### Goal of the exercise
Return the entries below precisely, omitting nothing.

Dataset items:

-- Opening Marker --

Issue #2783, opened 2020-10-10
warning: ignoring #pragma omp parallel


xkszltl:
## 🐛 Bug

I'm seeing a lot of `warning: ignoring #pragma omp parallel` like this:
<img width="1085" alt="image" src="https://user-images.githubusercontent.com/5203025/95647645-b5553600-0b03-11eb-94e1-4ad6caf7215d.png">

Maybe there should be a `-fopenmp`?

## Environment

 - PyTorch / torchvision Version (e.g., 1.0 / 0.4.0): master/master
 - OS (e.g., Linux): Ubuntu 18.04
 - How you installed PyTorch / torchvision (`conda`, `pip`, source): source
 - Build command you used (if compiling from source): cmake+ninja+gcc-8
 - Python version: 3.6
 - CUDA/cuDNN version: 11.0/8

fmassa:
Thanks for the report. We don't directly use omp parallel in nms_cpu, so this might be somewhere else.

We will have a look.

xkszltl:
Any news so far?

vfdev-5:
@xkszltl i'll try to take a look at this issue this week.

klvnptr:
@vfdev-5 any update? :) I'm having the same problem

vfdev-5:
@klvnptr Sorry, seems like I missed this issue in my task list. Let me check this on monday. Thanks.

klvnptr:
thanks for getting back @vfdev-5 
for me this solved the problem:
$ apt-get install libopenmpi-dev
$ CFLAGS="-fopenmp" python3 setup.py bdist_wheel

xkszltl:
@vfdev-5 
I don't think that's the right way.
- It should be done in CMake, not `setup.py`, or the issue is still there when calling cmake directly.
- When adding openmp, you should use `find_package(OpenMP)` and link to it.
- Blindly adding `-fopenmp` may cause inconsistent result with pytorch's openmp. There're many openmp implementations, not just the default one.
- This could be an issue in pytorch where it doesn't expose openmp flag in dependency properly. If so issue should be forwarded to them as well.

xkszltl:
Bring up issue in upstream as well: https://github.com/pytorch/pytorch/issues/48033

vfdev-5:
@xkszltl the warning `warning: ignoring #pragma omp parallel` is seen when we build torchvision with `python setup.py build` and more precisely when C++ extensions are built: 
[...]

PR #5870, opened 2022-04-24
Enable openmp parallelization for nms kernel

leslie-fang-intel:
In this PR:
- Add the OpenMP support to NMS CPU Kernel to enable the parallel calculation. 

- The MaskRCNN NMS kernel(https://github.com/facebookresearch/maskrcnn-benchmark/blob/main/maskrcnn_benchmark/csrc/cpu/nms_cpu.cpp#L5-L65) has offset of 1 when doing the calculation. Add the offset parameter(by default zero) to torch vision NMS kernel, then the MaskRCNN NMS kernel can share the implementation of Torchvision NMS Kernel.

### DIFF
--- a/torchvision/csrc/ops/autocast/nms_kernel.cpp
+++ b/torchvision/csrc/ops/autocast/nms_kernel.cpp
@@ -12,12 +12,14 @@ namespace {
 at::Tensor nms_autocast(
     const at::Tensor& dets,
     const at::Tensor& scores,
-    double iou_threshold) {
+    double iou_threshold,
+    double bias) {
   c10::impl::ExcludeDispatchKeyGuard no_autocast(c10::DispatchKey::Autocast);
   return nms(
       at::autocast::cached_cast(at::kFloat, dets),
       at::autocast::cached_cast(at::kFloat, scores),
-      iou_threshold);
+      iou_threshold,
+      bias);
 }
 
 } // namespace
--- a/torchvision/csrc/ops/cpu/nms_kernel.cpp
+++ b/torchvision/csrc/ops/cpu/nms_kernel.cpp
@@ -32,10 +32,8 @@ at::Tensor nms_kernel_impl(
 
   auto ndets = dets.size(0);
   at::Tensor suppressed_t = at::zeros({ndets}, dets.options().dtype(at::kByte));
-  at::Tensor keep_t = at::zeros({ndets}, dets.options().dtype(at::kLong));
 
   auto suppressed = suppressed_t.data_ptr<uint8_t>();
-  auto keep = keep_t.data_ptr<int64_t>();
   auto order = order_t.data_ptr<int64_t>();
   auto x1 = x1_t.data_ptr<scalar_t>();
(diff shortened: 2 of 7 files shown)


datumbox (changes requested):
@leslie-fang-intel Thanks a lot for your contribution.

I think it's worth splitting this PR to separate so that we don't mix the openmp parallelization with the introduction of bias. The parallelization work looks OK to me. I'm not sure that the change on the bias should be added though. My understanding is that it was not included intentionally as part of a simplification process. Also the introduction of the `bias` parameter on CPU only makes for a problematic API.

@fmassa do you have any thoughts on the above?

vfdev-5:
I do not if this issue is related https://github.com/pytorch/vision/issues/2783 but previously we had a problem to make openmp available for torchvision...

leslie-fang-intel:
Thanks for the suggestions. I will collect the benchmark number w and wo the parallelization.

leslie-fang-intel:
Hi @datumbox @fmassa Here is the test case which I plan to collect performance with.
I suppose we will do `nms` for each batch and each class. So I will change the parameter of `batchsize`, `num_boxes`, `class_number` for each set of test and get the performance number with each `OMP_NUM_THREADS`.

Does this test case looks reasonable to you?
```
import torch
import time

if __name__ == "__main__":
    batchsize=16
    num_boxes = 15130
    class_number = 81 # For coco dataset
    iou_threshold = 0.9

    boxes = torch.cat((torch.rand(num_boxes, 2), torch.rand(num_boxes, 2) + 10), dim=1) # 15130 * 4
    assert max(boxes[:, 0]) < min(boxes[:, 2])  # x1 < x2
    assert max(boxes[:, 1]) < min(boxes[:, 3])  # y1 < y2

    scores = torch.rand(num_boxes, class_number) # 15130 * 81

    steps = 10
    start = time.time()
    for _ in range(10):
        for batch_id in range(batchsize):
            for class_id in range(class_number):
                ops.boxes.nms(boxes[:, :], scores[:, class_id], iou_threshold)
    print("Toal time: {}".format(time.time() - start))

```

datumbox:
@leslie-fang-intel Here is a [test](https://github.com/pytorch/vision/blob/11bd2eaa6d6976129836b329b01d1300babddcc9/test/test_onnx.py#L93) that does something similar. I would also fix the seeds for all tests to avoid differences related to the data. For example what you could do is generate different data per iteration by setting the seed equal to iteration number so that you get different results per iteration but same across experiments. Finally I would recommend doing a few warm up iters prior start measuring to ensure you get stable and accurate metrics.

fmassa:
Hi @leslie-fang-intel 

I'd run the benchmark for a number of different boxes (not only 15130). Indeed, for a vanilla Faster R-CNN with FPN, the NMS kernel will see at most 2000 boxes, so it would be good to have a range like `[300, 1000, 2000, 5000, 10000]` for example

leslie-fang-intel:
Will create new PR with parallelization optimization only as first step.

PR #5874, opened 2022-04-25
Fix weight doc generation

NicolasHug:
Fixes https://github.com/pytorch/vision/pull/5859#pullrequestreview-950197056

-- Closing Marker --

### Your solution
Issue #2783, opened 2020-10-10
warning: ignoring #pragma omp parallel


xkszltl:
## 🐛 Bug

I'm seeing a lot of `warning: ignoring #pragma omp parallel` like this:
<img width="1085" alt="image" src="https://user-images.githubusercontent.com/5203025/95647645-b5553600-0b03-11eb-94e1-4ad6caf7215d.png">

Maybe there should be a `-fopenmp`?

## Environment

 - PyTorch / torchvision Version (e.g., 1.0 / 0.4.0): master/master
 - OS (e.g., Linux): Ubuntu 18.04
 - How you installed PyTorch / torchvision (`conda`, `pip`, source): source
 - Build command you used (if compiling from source): cmake+ninja+gcc-8
 - Python version: 3.6
 - CUDA/cuDNN version: 11.0/8

fmassa:
Thanks for the report. We don't directly use omp parallel in nms_cpu, so this might be somewhere else.

We will have a look.

xkszltl:
Any news so far?

vfdev-5:
@xkszltl i'll try to take a look at this issue this week.

klvnptr:
@vfdev-5 any update? :) I'm having the same problem

vfdev-5:
@klvnptr Sorry, seems like I missed this issue in my task list. Let me check this on monday. Thanks.

klvnptr:
thanks for getting back @vfdev-5 
for me this solved the problem:
$ apt-get install libopenmpi-dev
$ CFLAGS="-fopenmp" python3 setup.py bdist_wheel

xkszltl:
@vfdev-5 
I don't think that's the right way.
- It should be done in CMake, not `setup.py`, or the issue is still there when calling cmake directly.
- When adding openmp, you should use `find_package(OpenMP)` and link to it.
- Blindly adding `-fopenmp` may cause inconsistent result with pytorch's openmp. There're many openmp implementations, not just the default one.
- This could be an issue in pytorch where it doesn't expose openmp flag in dependency properly. If so issue should be forwarded to them as well.

xkszltl:
Bring up issue in upstream as well: https://github.com/pytorch/pytorch/issues/48033

vfdev-5:
@xkszltl the warning `warning: ignoring #pragma omp parallel` is seen when we build torchvision with `python setup.py build` and more precisely when C++ extensions are built: 
[...]

PR #5870, opened 2022-04-24
Enable openmp parallelization for nms kernel

leslie-fang-intel:
In this PR:
- Add the OpenMP support to NMS CPU Kernel to enable the parallel calculation. 

- The MaskRCNN NMS kernel(https://github.com/facebookresearch/maskrcnn-benchmark/blob/main/maskrcnn_benchmark/csrc/cpu/nms_cpu.cpp#L5-L65) has offset of 1 when doing the calculation. Add the offset parameter(by default zero) to torch vision NMS kernel, then the MaskRCNN NMS kernel can share the implementation of Torchvision NMS Kernel.

### DIFF
--- a/torchvision/csrc/ops/autocast/nms_kernel.cpp
+++ b/torchvision/csrc/ops/autocast/nms_kernel.cpp
@@ -12,12 +12,14 @@ namespace {
 at::Tensor nms_autocast(
     const at::Tensor& dets,
     const at::Tensor& scores,
-    double iou_threshold) {
+    double iou_threshold,
+    double bias) {
   c10::impl::ExcludeDispatchKeyGuard no_autocast(c10::DispatchKey::Autocast);
   return nms(
       at::autocast::cached_cast(at::kFloat, dets),
       at::autocast::cached_cast(at::kFloat, scores),
-      iou_threshold);
+      iou_threshold,
+      bias);
 }
 
 } // namespace
--- a/torchvision/csrc/ops/cpu/nms_kernel.cpp
+++ b/torchvision/csrc/ops/cpu/nms_kernel.cpp
@@ -32,10 +32,8 @@ at::Tensor nms_kernel_impl(
 
   auto ndets = dets.size(0);
   at::Tensor suppressed_t = at::zeros({ndets}, dets.options().dtype(at::kByte));
-  at::Tensor keep_t = at::zeros({ndets}, dets.options().dtype(at::kLong));
 
   auto suppressed = suppressed_t.data_ptr<uint8_t>();
-  auto keep = keep_t.data_ptr<int64_t>();
   auto order = order_t.data_ptr<int64_t>();
   auto x1 = x1_t.data_ptr<scalar_t>();
(diff shortened: 2 of 7 files shown)


datumbox (changes requested):
@leslie-fang-intel Thanks a lot for your contribution.

I think it's worth splitting this PR to separate so that we don't mix the openmp parallelization with the introduction of bias. The parallelization work looks OK to me. I'm not sure that the change on the bias should be added though. My understanding is that it was not included intentionally as part of a simplification process. Also the introduction of the `bias` parameter on CPU only makes for a problematic API.

@fmassa do you have any thoughts on the above?

vfdev-5:
I do not if this issue is related https://github.com/pytorch/vision/issues/2783 but previously we had a problem to make openmp available for torchvision...

leslie-fang-intel:
Thanks for the suggestions. I will collect the benchmark number w and wo the parallelization.

leslie-fang-intel:
Hi @datumbox @fmassa Here is the test case which I plan to collect performance with.
I suppose we will do `nms` for each batch and each class. So I will change the parameter of `batchsize`, `num_boxes`, `class_number` for each set of test and get the performance number with each `OMP_NUM_THREADS`.

Does this test case looks reasonable to you?
```
import torch
import time

if __name__ == "__main__":
    batchsize=16
    num_boxes = 15130
    class_number = 81 # For coco dataset
    iou_threshold = 0.9

    boxes = torch.cat((torch.rand(num_boxes, 2), torch.rand(num_boxes, 2) + 10), dim=1) # 15130 * 4
    assert max(boxes[:, 0]) < min(boxes[:, 2])  # x1 < x2
    assert max(boxes[:, 1]) < min(boxes[:, 3])  # y1 < y2

    scores = torch.rand(num_boxes, class_number) # 15130 * 81

    steps = 10
    start = time.time()
    for _ in range(10):
        for batch_id in range(batchsize):
            for class_id in range(class_number):
                ops.boxes.nms(boxes[:, :], scores[:, class_id], iou_threshold)
    print("Toal time: {}".format(time.time() - start))

```

datumbox:
@leslie-fang-intel Here is a [test](https://github.com/pytorch/vision/blob/11bd2eaa6d6976129836b329b01d1300babddcc9/test/test_onnx.py#L93) that does something similar. I would also fix the seeds for all tests to avoid differences related to the data. For example what you could do is generate different data per iteration by setting the seed equal to iteration number so that you get different results per iteration but same across experiments. Finally I would recommend doing a few warm up iters prior start measuring to ensure you get stable and accurate metrics.

fmassa:
Hi @leslie-fang-intel 

I'd run the benchmark for a number of different boxes (not only 15130). Indeed, for a vanilla Faster R-CNN with FPN, the NMS kernel will see at most 2000 boxes, so it would be good to have a range like `[300, 1000, 2000, 5000, 10000]` for example

leslie-fang-intel:
Will create new PR with parallelization optimization only as first step.

PR #5874, opened 2022-04-25
Fix weight doc generation

NicolasHug:
Fixes https://github.com/pytorch/vision/pull/5859#pullrequestreview-950197056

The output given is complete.